# Stored data:
PR #1643, opened 2021-03-03
[labs/task] Better typing for Task and initialState

justinfagnani:
Adds deps and result types to Task making `.value` and `render()` a little easier to use. Also adds a `initialState` sentinel value that a task function can return to rest the task status to INITIAL.

### DIFF
--- a/packages/labs/task/src/test/task_test.ts
+++ b/packages/labs/task/src/test/task_test.ts
@@ -284,12 +284,6 @@ suite('Task', () => {
         async ([state]) => (state === 'initial' ? initialState : 'A'),
         () => [this.state]
       );
-
-      t2 = new Task(
-        this,
-        () => new Promise(() => []),
-        () => []
-      );
     }
     customElements.define(generateElementName(), TestEl);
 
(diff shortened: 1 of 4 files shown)


packages/labs/task/src/test/task_test.ts
```diff
@@ -273,4 +273,41 @@ suite('Task', () => {
...
+    }
+    customElements.define(generateElementName(), TestEl);
+
+    const el = new TestEl();
+    assert.equal(el.task.status, TaskStatus.INITIAL, 'initial');
+    container.append(el);
+
+    // After one microtask we expect the task function to have been
+    // called, but not completed
+    await Promise.resolve();
```
sorvell, line 302: Make the task resolution explicit so we're not depending on this?

sorvell (approved):
LGTM. Just one testing nit.

packages/labs/task/src/test/task_test.ts
justinfagnani: Added a `taskComplete` promise, but that doesn't address this await which is waiting for the task function to be called, but not completed. It did replace the next `await Promise.resolve()` though.

PR #1647, opened 2021-03-03
[lit-next] Use WeakMap for templateCache

### LINKED ISSUE #1646: [lit-html] templateCache should be a WeakMap to allow GC'ing unsafeHTML templates
# Description
Currently the `templateCache` is a `Map`, which is generally fine for normal `html`-generated `TemplateResult`s since the `TemplateStringsArray` used for the cache key is tied to the module, and typically won't ever get GC'ed anyway. However `unsafeHTML` returns `TemplateResult`s created with "fake" TSAs, which will be stored indefinitely in the `Map`. Although `unsafeHTML` does return the same `TemplateResult` for the same string, once the string changes, a new `TemplateResult` will be created and the previous template will be held in the cache indefinitely, despite no way to re-render it.

For this reason, we should use a `WeakMap`, so that we can GC templates that are no longer associated with a live `unsafeHTML` directive.

kevinpschaaf:
Fixes #1646

Want to watch out for any movement in perf numbers based on this change.


justinfagnani (approved):

voidus:
I think this change caused [an issue](https://github.com/lit/lit/issues/3445), mostly because the cache isn't a "proper" cache because a hit/miss actually influences the behaviour: If there's a cache miss, the existing DOM nodes won't be re-used, which causes browser state (e.g. in form inputs) to be lost.

If you have time, it would be much appreciated if you could have a look at the linked issue.

PR #1649, opened 2021-03-04
[lit-next] Fix typings to match module/main

Artur-:
Fixes https://github.com/Polymer/lit-element/issues/1164

### DIFF
--- a/packages/lit-element/package.json
+++ b/packages/lit-element/package.json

# How to complete this task:
Once you reach the line containing "async ([state]) =>", include it and stop; until then, reproduce each line of the listing from its start exactly.

# Reply:
PR #1643, opened 2021-03-03
[labs/task] Better typing for Task and initialState

justinfagnani:
Adds deps and result types to Task making `.value` and `render()` a little easier to use. Also adds a `initialState` sentinel value that a task function can return to rest the task status to INITIAL.

### DIFF
--- a/packages/labs/task/src/test/task_test.ts
+++ b/packages/labs/task/src/test/task_test.ts
@@ -284,12 +284,6 @@ suite('Task', () => {
         async ([state]) => (state === 'initial' ? initialState : 'A'),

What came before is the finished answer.